TCGA-SKCM Project

Last updated: Jan 11, 2026

The transcriptome encompasses all the mRNA molecules produced by a cell at a specific moment. Researchers extract RNA from tumor biopsies to see which genes are “turned on” (upregulated) or “turned off” (downregulated). This reflects the activity of oncogenes (like BRAF or NRAS) and tumor suppressors.

The steps involved are :

  1. RNA Extraction & Fragmentation: RNA is isolated and broken into small fragments.
  2. cDNA Library Preparation: RNA is converted into stable cDNA and amplified.
  3. Sequencing: High-throughput machines (Illumina) read these fragments, producing millions of short “reads.”
  4. Alignment (STAR): These reads are mapped back to the human reference genome (GRCh38). The pipeline used by TCGA is called STAR-Counts.

Bulk RNA-Seq analysis :

I went to TCGA GDC and built a cohort of TCGA-SKCM of about 470 patients. Then under “Repositories”, I applied filters: Select “RNA-seq” under Experimental Strategy -> Select “Transcriptome Profiling” under Data Category and “Gene Expression Quantification” under Data Type. Then I got 473 files from 469 patients and all of them are *star_gene_counts.tsv type files. In each .tsv file, raw and normalised counts are mixed, i.e. row is a gene and the columns represent different measurement units as follows :

| Column Name | Description | Status |
| —————— | ——————————————————————– | ———- |
| unstranded | Raw read counts (recommended for most tools like DESeq2/EdgeR). | Raw |
| stranded_first | Raw counts for the 1st read strand. | Raw |
| stranded_second | Raw counts for the 2nd read strand. | Raw |
| tpm_unstranded | Transcripts Per Million. | Normalized |
| fpkm_unstranded | Fragments Per Kilobase Million. | Normalized |
| fpkm_uq_unstranded | FPKM Upper Quartile (stabilizes values for inter-sample comparison). | Normalized |

Unstranded ignores read orientation so we’ll use that. Further normalised metrics adjust for gene length and library size, but are not suitable for DESeq2 or EdgeR which prefer taking

Further we have 473 files from 469 patients which means some patients might have both a Primary Tumor and a Metastatic sample.

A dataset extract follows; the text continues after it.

Issue #4914, opened 2017-06-28
setStyle should use setData in diff when it can


brandonbloom:
I'm making use of the new-ish "smart" `setStyle` in a React application. Modulo some small issues (see #4912) , it works quite well!

One thing I noticed was that geojson layers are compared in a way that includes their data property. If the data changes, a `removeSource`/`addSource` pair is executed, which results in reloading data and a visible flicker. A better thing to do would be to emit a `setData` operation to ensure smooth animation.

Bulk RNA-seq is standard for differential expression (comparing primary vs. metastatic) and survival analysis, which is the intended use of the TCGA-SKCM cohort.

Because it is bulk data, your results for a single gene (e.g., CD8A) reflect the combined signal from melanoma cells, infiltrating immune cells, and surrounding connective tissue.

Understanding the dataset

The TCGA-SKCM lacks the typical “tumor vs. normal” paradigm found in say many GEO studies.

If we look at the 14th and 15th characters of the TCGA barcode (e.g., TCGA-D3-A253-01A).

You can check that the majority of SKCM samples in TCGA are metastatic or primary tumors, leading to an absence of matching normal tissues within the dataset.

Downloading files

After applying the filters,

Step 1: Add to Cart and Download Metadata

Step 2: Download the Data (GDC Data Transfer Tool)

While you can download the cart as a .tar.gz file directly, it often fails for 400+ files. The professional way is to use the GDC Data Transfer Tool (Client).

Download the GDC Data Transfer Tool for your OS.

Open your terminal or command prompt.

Run the following command:

gdc-client download -m gdc_manifest.txt # Replace gdc_manifest.txt with the name of the manifest you downloaded.

This will create 473 separate folders on your hard drive, each containing one .tsv file.